====== Source material ======

PR #430, opened 2024-09-04
Fix speed space chart round value to decimal

### LINKED ISSUE #8297: GEV: distance of ticks always display useless `.0` and the cursor distance doesn't show 100 meters
### What happened?

There is a useless 100m precision on the distance ticks because they are rounded at 1km.
However the cursor distance indicator is also rounded at 1km but it should not be.
image

The `.0` on the ticks should be removed according to the mockup.
And the cursor distance must be able to display a precision of 100m.
image

.

Recette (SNCF)

Google Chrome

0a34296

flomonster:
Fix the rounding to decimal instead of unit.

image

close https://github.com/OpenRailAssociation/osrd/issues/8297

### DIFF
--- a/ui-speedspacechart/src/components/helpers/drawElements/reticle.ts
+++ b/ui-speedspacechart/src/components/helpers/drawElements/reticle.ts
@@ -261,11 +261,11 @@ export const drawCursor = ({ ctx, width, height, store }: DrawFunctionParams) =>
       ctx.lineTo(curveX + MARGIN_LEFT, height - MARGIN_BOTTOM + 6);
 
       // calculate the position value between x.a and x.b
-      const position = Math.round(
+      const position =
         ((curveX - x.a) / (x.b - x.a)) *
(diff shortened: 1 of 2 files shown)


Yohh (commented):
thanks for this PR

ok for the rounded adjustment

https://github.com/OpenRailAssociation/osrd/issues/8297 can't be closed, `.0` is still possible, we should add a condition to avoid `toFixed()` method if `roundedPosition` doesn't have a decimal

flomonster:
> [OpenRailAssociation/osrd#8297](https://github.com/OpenRailAssociation/osrd/issues/8297) can't be closed, `.0` is still possible, we should add a condition to avoid `toFixed()` method if `roundedPosition` doesn't have a decimal

Good point, I also fixed it (in a second commit).

> [!IMPORTANT]
> This fix expose a new bug. The reticle is slightly offset from the graduations.

image

Yohh (approved):
LGTM

Math-R (approved):
lgtm 👍🏻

======

Could you copy each line of the material that holds "display"?

# Exercise output
### LINKED ISSUE #8297: GEV: distance of ticks always display useless `.0` and the cursor distance doesn't show 100 meters
And the cursor distance must be able to display a precision of 100m.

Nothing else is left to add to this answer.